Otosclerosis is one of many genetic and acquired conditions that affect the osseous structures. Others include tympanosclerosis, Paget disease, branchio-oto-renal dysplasia, osteogenesis imperfecta, and Goldenhar syndrome.
In otosclerosis, the new bone traps and restricts the movement of the stapes, causing conductive hearing loss. Otosclerosis also may cause a sensorineural hearing loss, particularly when the foci of otosclerotic bone are adjacent to the scala media. Otosclerosis tends to run in families, and half of all cases are inherited. There is a 25% chance of developing otosclerosis if one parent has it and a 50% chance if both parents have it. Otosclerosis is a complex disease with rare autosomal dominant forms caused by a single gene. By linkage analysis, the localization of an otosclerosis gene is chromosome 15q25-q26. The measles virus plays an inciting role in patients with a genetic predisposition for otosclerosis.
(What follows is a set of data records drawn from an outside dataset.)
PR #699, opened 2016-02-05
Simple improvement to showDF() to use StringBuilder

markncooper:
**What is this PR for?
The way tables of results are currently getting built within
the ZeppelinContext is pretty slow due to way strings are
getting constructed.

https://issues.apache.org/jira/browse/ZEPPELIN-659

**What type of PR is it?
Performance improvement.

**How should this be tested?
The current tests should catch any issues introduced by it.

### DIFF
--- a/spark/src/main/java/org/apache/zeppelin/spark/ZeppelinContext.java
+++ b/spark/src/main/java/org/apache/zeppelin/spark/ZeppelinContext.java
@@ -322,16 +322,18 @@ public class ZeppelinContext extends HashMap<String, Object> {
       throw new InterpreterException(e);
     }
 
-    String msg = null;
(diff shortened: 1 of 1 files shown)


markncooper:
Oops, I see this was just fixed with this change:

https://github.com/apache/incubator-zeppelin/pull/695

corneadoug:
@markncooper Actually you are not touching the same code lines, so maybe both would give better performances

felixcheung:
looks good - it seems we have some duplications here, perhaps @markncooper you would like to refactor this after #695 is merged to a util method?

felixcheung:
@markncooper #695 is merged.

jongyoul:
@markncooper Could you please close this PR?

PR #703, opened 2016-02-08
[ZEPPELIN-513] Dedicated interpreter session per notebook

Leemoonsoo:
### What is this PR for?

Currently, all notebooks that binded to the same interpreter setting shares the same interpreter instance.
For example, let's say there're `spark-production` interpreter setting and all notebooks are using it.
Then all notebooks share a single instance of SparkInterpreter, and that result all the variables are being shared across the notebook.

But sometimes isolated name space for variables per notebook is preferred. In this case we can create per notebook interpreter instance.

This PR provides generalized facility to provides per notebook interpreter instance, not only for SparkInterpreter but for any other existing interpreter without modification.

**Design**

It provides toggle switch that user turn on / turn off this mode per interpreter setting.
When per notebook interpreter is turned on, it still creates a single remote interpreter process per interpreter setting. But inside of the process, each notebook will have it's own interpreter instance and the instance is terminated automatically on removal of notebook or unbinding note from interpreter setting.

**SparkInterpreter**

Because of the design keeps single remote interpreter process and creates multiple interpreter instance inside of it, SparkInterpreter become a problem. While multiple SparkContext can not be created on a single process. So this PR try to, create per notebook scala compiler instance, but share single SparkContext instance. In this way, each notebook can run job concurrently by leveraging fairscheduler of SparkContext without running multiple Spark application (SparkContext).

And this approach is inspired by https://github.com/piyush-mukati/incubator-zeppelin/tree/parallel_scheduler_support_spark, this PR trying to generalize it for all other interpreters.

### What type of PR is it?
Feature

### Todos
* [x] - Per note interpreter session 
* [x] - Scala compiler instance per note and share a single SparkContext (SparkInterpreter)
* [x] - Handle Spark class server correctly
* [x] - Handle SparkInterpreter Progressbar correctly

https://issues.apache.org/jira/browse/ZEPPELIN-513

Check "Per note session" of your Spark interpreter setting. 
And create two different notebook and check scala variables are not shared.

Checkbox to enable
image

How it works for SparkInterpreter
per_note_session

### Questions:


AhyoungRyu:
@Leemoonsoo Cooool!

Leemoonsoo:
Documentation added. And add gif image in this PR description to show how it works in SparkInterpreter.
Please review this PR.

felixcheung:
Is this only applicable to Spark interpreter group?
Instead of "per note session" should we say "separate interpreter for each notebook" or similar?

Leemoonsoo:
It's available in general. So all other interpreter groups can use.
"Separate interpreter for each notebook" Sounds easier to understand.

AhyoungRyu:
:+1: for @felixcheung !

echarles:
Or "Separate interpreter for each note" ?

cfr. https://issues.apache.org/jira/browse/ZEPPELIN-616 Zeppelin UI consistency: should use Note or Notebook term

Leemoonsoo:
@felixcheung @AhyoungRyu @echarles I have changed to "Separate interpreter for each note"

khalidhuseynov:
Thanks for the great improvement! 
What do you think would be the default use case for the interpreter context sharing? Currently the checkbox is unmarked by default, meaning the context is shared for notes by default. Other way would be to have it marked by default (or more preferably, have unmarked checkbox saying `Share interpreter for notes`). Just wanted to know opinion from UX and performance ( per note interpreter maybe more resourceful) points of views.

spark/src/main/java/org/apache/zeppelin/spark/SparkInterpreter.java
```diff
@@ -484,20 +488,40 @@ public void open() {
     intp.setContextClassLoader();
     intp.initializeSynchronous();
 
-    completor = new SparkJLineCompletion(intp);
+    numReferenceOfSparkContext.incrementAndGet();
```
felixcheung: should this be under try {} catch {}? if someone fails between line 493-523, shouldn't this revert the ref count?

zeppelin-interpreter/src/main/java/org/apache/zeppelin/interpreter/InterpreterGroup.java
```diff
@@ -73,10 +95,22 @@ public String getId() {
...
-    for (Interpreter intp : this) {
-      p.putAll(intp.getProperty());
+
+    Collection<List<Interpreter>> intpGroupForANote = this.values();
+    if (intpGroupForANote != null && intpGroupForANote.size() > 0) {
+      for (List<Interpreter> intpGroup : intpGroupForANote) {
+        for (Interpreter intp : intpGroup) {
+          p.putAll(intp.getProperty());
+        }
+        // it's okay to break here while vevery List<Interpreters> will have the same property set
```
felixcheung: minor typo: vevery -> every

zeppelin-interpreter/src/main/java/org/apache/zeppelin/interpreter/remote/RemoteInterpreterServer.java
```diff
@@ -192,23 +201,35 @@ private Interpreter getInterpreter(String className) throws TException {
...
+    synchronized (interpreterGroup) {
+      List<Interpreter> interpreters = interpreterGroup.get(noteId);
+      if (interpreters != null) {
+        Iterator<Interpreter> it = interpreters.iterator();
+        while (it.hasNext()) {
+          Interpreter inp = it.next();
+          if (inp.getClassName().equals(className)) {
+            inp.close();
+            it.remove();
+            break;
```
felixcheung: shouldn't it continue the while loop to remove all interpreters with the same classname?

zeppelin-zengine/src/main/java/org/apache/zeppelin/interpreter/InterpreterFactory.java
```diff
@@ -430,19 +437,58 @@ private InterpreterGroup createInterpreterGroup(String id,
...
+    InterpreterGroup interpreterGroup = interpreterSetting.getInterpreterGroup();
+    String groupName = interpreterSetting.getGroup();
+    InterpreterOption option = interpreterSetting.getOption();
+    Properties properties = interpreterSetting.getProperties();
+
+    // if interpreters are already there, wait until they're being removed
+    synchronized (interpreterGroup) {
+      while (interpreterGroup.containsKey(noteId)) {
+        try {
+          interpreterGroup.wait(1000);
```
felixcheung: should this retry a finite number of times?

zeppelin-zengine/src/main/java/org/apache/zeppelin/interpreter/InterpreterSetting.java
```diff
@@ -34,27 +34,59 @@
   private String group;
   private String description;
   private Properties properties;
-  private InterpreterGroup interpreterGroup;
+
+  // use 'interpreterGroup' as a field name to keep backward compativility of
```
felixcheung: compatibility?

felixcheung:
big change - only a few minor comments.

Leemoonsoo:
@khalidhuseynov Thanks for the opinion. Both UX and Performance point of view, which make sense to be default will be totally depends on the interpreters.

For example, much higher resource will be required to use "separate interpreter per note" for SparkInterpreter, while it creates separate scala compiler instance per note.
But for markdown interpreter or shell interpreter, resource requirement will be pretty much the same.

And UX side, i was more focused on the providing the same default behavior to the previous version.

zeppelin-interpreter/src/main/java/org/apache/zeppelin/interpreter/remote/RemoteInterpreterServer.java
Leemoonsoo: continue the while loop doesn't harm. But it is guaranteed that only single interpreter exists for specific className in the `List<Interpreter> interpreters = interpreterGroup.get(noteId)`. So breaking here saves tiny bit cpu cycle.

Leemoonsoo:
@felixcheung Thanks for the review. I have addressed the comments.

khalidhuseynov:
I see, that makes sense. CI is green, LGTM

zeppelin-interpreter/src/main/java/org/apache/zeppelin/interpreter/remote/RemoteInterpreterServer.java
```diff
@@ -140,10 +136,9 @@ public static void main(String[] args)
 
 
   @Override
-  public void createInterpreter(String interpreterGroupId, String className, Map<String, String>
-          properties)
-      throws TException {
-
+  public void createInterpreter(String interpreterGroupId, String noteId, String
```
jongyoul: @Leemoonsoo How about passing InterpreterContext which already has a noteId and more information? I think It would be flexible and extendable.

jongyoul:
@Leemoonsoo As I mentioned in some codes, how about passing InterpreterContext to the RemoteInterpreterServer? It would be useful and we don't any any other information when we add some features.

zeppelin-interpreter/src/main/java/org/apache/zeppelin/interpreter/remote/RemoteInterpreterServer.java
Leemoonsoo: InterpreterContext always has actual noteId, regardless of "Separate interpreter for each note" is true or false. However, the `noteId` passed to `createInterpreter` is little bit different. 

When "Separate interpreter for each note" true, it is actual noteId. 
However, when "Separate interpreter for each note" is false, the value becomes NoteInterpreterLoader.SHARED_SESSION. So all note shares the same interpreter.

Leemoonsoo:
@felixcheung Thanks for letting me know. I have updated to use System.nanoTime().

zeppelin-interpreter/src/main/java/org/apache/zeppelin/interpreter/remote/RemoteInterpreterServer.java
jongyoul: @Leemoonsoo Thanks for letting me know. Actually, it's one of points to use noteId - but I mis-point it - and I really want to pass InterpreterContext in case of open and close. how about it?

Leemoonsoo: open() / close() can be invoked even without notebook creation. but InterpreterContext has some notebook / paragraph related values. except for that i don't see big problem for now (didn't have much time to have think thoughtfully).

I was also thinking make `Interpreter.completion()` return `List<Completion>` instead of `List<String>`. so completion can show more informations. not only method name, but also parameters, etc.

How about start a new discussion for updating Interpreter api?

jongyoul: Sure, there's no problem in this implementation. And I agree with yours of updating interpreter api. Go forward first.

jongyoul:
LGTM

Leemoonsoo:
Thanks @jongyoul @AhyoungRyu @felixcheung @echarles @khalidhuseynov for taking a look and review.

Merging it if there're no more discussions.

sourav-mazumder:
Hi,

I was just trying  some of these. Looks like with this solution there would be queue built up for running multiple paragraphs in parallel for Spark. And that essentially causes huge slowness when multiple paragraphs are running in parallel. It is a big road block for multi-tenancy.

My suggestion is to create multiple processes for Spark Interpreter but limit it/link it to user instead of notebook. So for every user there should be a separate interpreter process instead of for every notebook. As we are also having PR on user authentication and authentication in place achieving this should not be a problem.

Regards,
Sourav

EronWright:
@sourav-mazumder @Leemoonsoo There are two good reasons why Zeppelin should run each note as a separate Spark app instance.
1. Dependencies - each note may have different dependencies (expressed as %dep, as a spark package, etc.)
2. Scale - it is reasonable that each note has unique scale requirements; one might be memory-intensive, etc.

I don't think a per-user instance would address those concerns.

@Leemoonsoo how hard would it be to achieve that, and how can I help?

Leemoonsoo:
It's still an open issue. https://issues.apache.org/jira/browse/ZEPPELIN-183

While trying to answer the question 'how hard would it be', i realized that i can quickly make a patch.
I'll create a pullrequest soon.

Leemoonsoo:
@EronWright @sourav-mazumder. I just created a pullrequest https://github.com/apache/incubator-zeppelin/pull/795, Please take a look.

PR #705, opened 2016-02-09
User in interpreter context

prabhjyotsingh:
### What is this PR for?
The goal of the PR is to pass userName/userInfo from front-end to interpreters.
The PR uses Shiro authentication(https://github.com/apache/incubator-zeppelin/pull/586).

### What type of PR is it?
Improvement

### Todos
* [x] - Change RemoteInterpreterService.thrift signature
* [x] - Change InterpreterContext/RemoteInterpreterContext signature
* [x] - Modify all existing interpreters to above signature

N/A


rconline:
This is a requisite first step for getting to multi-user scenarios. I believe this should get discussed a little bit in terms of approach.

prabhjyotsingh:
This is ready for review.

felixcheung:
@rconline how would you want to discuss? Should we open a JIRA - or a JIRA parent with subtests for this multi-user auth use cases?

felixcheung:
@prabhjyotsingh could you explain more on the reason for this change?
Also this seems like a somewhat big change - could you open a JIRA on this so it could be tracked?

rconline:
@felixcheung @prabhjyotsingh  The purpose of this discussion should be to get to an approach that allows us zeppelin to do a couple of things - pass user identity to the underlying spark cluster, and thereby support multi-tenancy. There is JIRA open - https://issues.apache.org/jira/browse/ZEPPELIN-645 which we could use to discuss this further. Does that make sense?

Leemoonsoo:
I think it make sense to let access authentication info through InterpreterContext.
But i think authentication info will be more than a user name in the future. It can have some credentials/token stuff from Authentication system (shiro), so interpreter process can reuse it without asking authentication again, when they're required.

So my suggestion is, create such class `AuthenticationInfo`, and pass it into InterpreterContext instead of `String userName`, for further extension in the future.

prabhjyotsingh:
Thank you for the suggestion @Leemoonsoo. Have added AuthenticationInfo class, and made relevant changes.

Leemoonsoo:
I have tried and it works well.
One thing is, `org.apache.zeppelin.display` package supposed to have Display System related codes.
I think `AuthenticationInfo` is less related to Display System. Could you suggest other package name?

prabhjyotsingh:
Thanks you @Leemoonsoo, that does make a lot of sense.

Leemoonsoo:
Thanks @prabhjyotsingh.
It looks good to me.

jongyoul:
LGTM

felixcheung:
Let's rebase and merge this?

prabhjyotsingh:
Thank you for reviewing this. Have merged this with master.

PR #706, opened 2016-02-09
Create seperate matrix for selenium test case

prabhjyotsingh:
### What is this PR for?
A lot of time travis CI breaks because of selenium test case, and at that point it becomes trivial to know the exact reason. Hence, in this PR creating a separate matrix for testing selenium test cases.

### What type of PR is it?
Improvement

### Is there a relevant Jira issue?
N/A

### How should this be tested?
Check travis UI. It should have a new matrix added.

PR #709, opened 2016-02-10
testSparkInterpreterDependencyLoading does not check for endToEndTestEnabled

prabhjyotsingh:
### What is this PR for?
This is a fix for selenium test case `testSparkInterpreterDependencyLoading` that does not check for `endToEndTestEnabled` causing build to fail on local. (`mvn $TEST_FLAG $PROFILE -B`)

Used to get this error in file `./zeppelin-server/target/failsafe-reports/org.apache.zeppelin.ZeppelinIT.txt`

    -------------------------------------------------------------------------------
    Test set: org.apache.zeppelin.ZeppelinIT
    -------------------------------------------------------------------------------
    Tests run: 2, Failures: 0, Errors: 1, Skipped: 0, Time elapsed: 0.008 sec <<< FAILURE! - in org.apache.zeppelin.ZeppelinIT
    testSparkInterpreterDependencyLoading(org.apache.zeppelin.ZeppelinIT)  Time elapsed: 0.008 sec      <<< ERROR!
    java.lang.NullPointerException: null
	    at org.apache.zeppelin.ZeppelinIT.testSparkInterpreterDependencyLoading(ZeppelinIT.java:210)

### What type of PR is it?
Hot Fix

### Todos
* [x] - Fix for testSparkInterpreterDependencyLoading
* [x] - delete created notebook for cleanup.

N/A

`mvn $TEST_FLAG $PROFILE -B` should not fail on local when env variable "CI" is not set.


zeppelin-server/src/test/java/org/apache/zeppelin/ZeppelinIT.java
```diff
@@ -202,46 +202,59 @@ public void testAngularDisplay() throws InterruptedException{
...
+      sparkEditBtn = pollingWait(By.xpath("//div[h3[text()[contains(.,'spark')]]]//button[contains(.,'edit')]"),
+          MAX_BROWSER_TIMEOUT_SEC);
+      sparkEditBtn.click();
+      WebElement testDepRemoveBtn = driver.findElement(By.xpath("//tr[descendant::text()[contains(.,'" +
+          artifact + "')]]/td[3]/div"));
+      sleep(5000, true);
+      testDepRemoveBtn.click();
+      driver.findElement(By.xpath("//button[contains(.,'Save')]")).submit();
+      driver.switchTo().alert().accept();
+    } catch (ElementNotVisibleException e) {
```
felixcheung: would there be any other error? like xpath returning no match (say the element has been removed)

felixcheung:
I think it's fine keeping this in #706 - either way is ok with me.
Much easier to see diff this way: https://github.com/apache/incubator-zeppelin/pull/709/files?w=1

zeppelin-server/src/test/java/org/apache/zeppelin/ZeppelinIT.java
prabhjyotsingh: Sure, what you say make sense, let me change all other catch from ElementNotVisibleException to just Exception, so, it catches every thing in https://github.com/apache/incubator-zeppelin/pull/706

prabhjyotsingh:
Yes, agreed, this is much cleaner.

prabhjyotsingh:
@felixcheung have replaced all "ElementNotVisibleException" to "Exception", and then log the same.

felixcheung:
looks good.

zeppelin-server/src/test/java/org/apache/zeppelin/ZeppelinIT.java
```diff
@@ -202,46 +202,59 @@ public void testAngularDisplay() throws InterruptedException{
...
+      WebElement testDepRemoveBtn = driver.findElement(By.xpath("//tr[descendant::text()[contains(.,'" +
+          artifact + "')]]/td[3]/div"));
+      sleep(5000, true);
+      testDepRemoveBtn.click();
+      driver.findElement(By.xpath("//button[contains(.,'Save')]")).submit();
+      driver.switchTo().alert().accept();
+    } catch (Exception e) {
+      LOG.error("Exception in ZeppelinIT while testSparkInterpreterDependencyLoading ", e);
+      File scrFile = ((TakesScreenshot) driver).getScreenshotAs(OutputType.FILE);
+
```
Leemoonsoo: Shouldn't we throw `e` after taking screenshot, if getting exception is considered as a test failure?

prabhjyotsingh: Sure did the relevant change.

felixcheung: You might want to just `throw e` - exception stack should already have the test name?

prabhjyotsingh: Thanks a lot @felixcheung, made the required change.

prabhjyotsingh:
@felixcheung  @Leemoonsoo Thanks for the review. I have addressed the comment.

zeppelin-server/src/test/java/org/apache/zeppelin/ZeppelinIT.java
```diff
@@ -193,55 +194,68 @@ public void testAngularDisplay() throws InterruptedException{
       sleep(100, true);
 
       System.out.println("testCreateNotebook Test executed");
-    } catch (ElementNotVisibleException e) {
+    } catch (Exception e) {
       LOG.error("Exception in ZeppelinIT while testAngularDisplay ", e);
       File scrFile = ((TakesScreenshot)driver).getScreenshotAs(OutputType.FILE);
-
+      throw new Exception(e);
```
felixcheung: can we instead say `throw e;` here? e is already an Exception
http://stackoverflow.com/questions/1097527/rethrowing-exceptions-in-java-without-losing-the-stack-trace

prabhjyotsingh: got it!!! missed it. Thank you. :)

felixcheung:
looks good, thanks.
merging if no more comments.

Leemoonsoo:
LGTM

PR #713, opened 2016-02-13
Add checkbox as a type of dynamic forms

zhongneu:
### What is this PR for?
1. Add checkbox support in dynamic forms
2. Fix ZEPPELIN-699: Cannot select the first item of dynamic forms when it is just created

### What type of PR is it?
Feature & Bug Fix

### Todos
* [x] Compatibility test with notes from previous versions
* [x] Documentation
* [x] Nice CSS layout
* [x] Support checkbox creation by string substitution
* [x] Support pyspark

https://issues.apache.org/jira/browse/ZEPPELIN-671
https://issues.apache.org/jira/browse/ZEPPELIN-669

1. Create a %spark paragraph: `val a = z.checkbox("my_check", Seq(("a", "a"), ("b", "b"), ("c", "c")))`
2. Toggle the checkboxes and see the outcome

igojnqh0mz

### Questions:

NO

Sort of. I am not sure whether Input.type (form.type) has already been used in other places

YES


AhyoungRyu:
Hi @zhongneu, thanks for your contribution!
For the quick review of this PR, could you apply our [PR template](https://github.com/apache/incubator-zeppelin/blob/master/CONTRIBUTING.md#creating-a-pull-request) to your description? : )

zhongneu:
@AhyoungRyu updated! Shall I create a JIRA for this?

AhyoungRyu:
@zhongneu Really appreciate for your quick response! It's not a mandatory, but it will be good if you create a new one : )

doanduyhai:
@zhongneu What is the syntax for this dynamic checkbox ?

For example, for input text, the syntax is `${input_text_label=default value}`

For dynamic drop down menu, it is `${drop_down_label=default value|value 1|value 2| ....|value N}`

zhongneu:
@doanduyhai The current parsing code supports syntax like: ${label:type=...}. I do have concer about this, because from the code I cannot see what does this type refer to. Is it the type of the value, or the type of the form?

I don't see the type is used anywhere in the current code though, but I am not sure whether it is used outside of the project (3rd-party interpreters)

doanduyhai:
@zhongneu me either, I didn't know that such syntax ${label:type=...} exists.

 But you did not answer my question. How can I create a dynamic form with checkbox without using ZeppelinContext ?

zhongneu:
@doanduyhai Sorry that my last reply is a little bit obscure. I mean we can use syntax like this: `${mycheck:checkbox=default1|default2,value1|value2|value3}`

The query substitution implementation is still in the TODO list. I just want to make sure it won't break anything by using the type syntax here.

doanduyhai:
Ok great, thanks for the answer

zhongneu:
I've submitted one more commit with better layout and supporting show/hide options. I do run into an issue: the show/hide option will not be saved. Currently, I use formulaire.hidden to store the status, but it won't be committed because it is not part of the COMMIT_PARAGRAPH protocol.

I am not sure about what is the best way to add the form hidden status into the protocol. Any suggestions?

corneadoug:
I'm not sure show/hide option is really necessary in general, since the goal of the dynamic form is to interact with it. (We don't even hide it in report mode)

However if we want that type of behavior, it would be better to have it implemented in a more general way for all dynamic forms, and therefore in a different PR

zhongneu:
I think checkbox is a little bit different from other types of forms, because we may have many checkboxes  in a form, and my not look nice if we cannot hide them. 

How about provide an option to the users to control the default value of hidden for checkboxes?

corneadoug:
You can already add a lot of different dynamic forms to one single paragraph and it won't look good.
Hiding better be at the form level (dynamic forms container), than for one specific element.
Also it depends what you want to achieve with a checkbox, originally it is the kind of component you use to activate an option, not to make multiple selections.
If the goal is to have a multi-select, we better work on a multi-select dropdown.
(I already shared an example using angular display: https://www.zeppelinhub.com/viewer/notebooks/aHR0cHM6Ly9yYXcuZ2l0aHVidXNlcmNvbnRlbnQuY29tL2Nvcm5lYWRvdWcvWmVwcGVsaW4tTm90ZWJvb2tzL21hc3Rlci9BdXRvLUNvbXBsZXRlLU11bHRpU2VsZWN0L25vdGUuanNvbg)

zhongneu:
Agreed. I will revoke the changes of the hidden behavior. And thanks for your example of multi-select using angular. It looks really cool! I also thought about using angular, but I really want the UI elements and charts can be in the same paragraph, that's why I created this pull request.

Although about 10% of White adults have some otosclerosis (compared with 1% of Blacks), only about 10% of affected people develop conductive hearing loss. Hearing loss caused by otosclerosis rarely may manifest as early as age 7 or 8, but most cases do not become evident until the late adolescent or early adult years, when slowly progressive, asymmetric hearing loss is diagnosed.
A hearing aid may improve hearing. Alternatively, stapedectomy to remove some or all of the stapes and to replace it with a prosthesis may be beneficial, but the risks of hearing loss and impaired vestibular function need to be considered.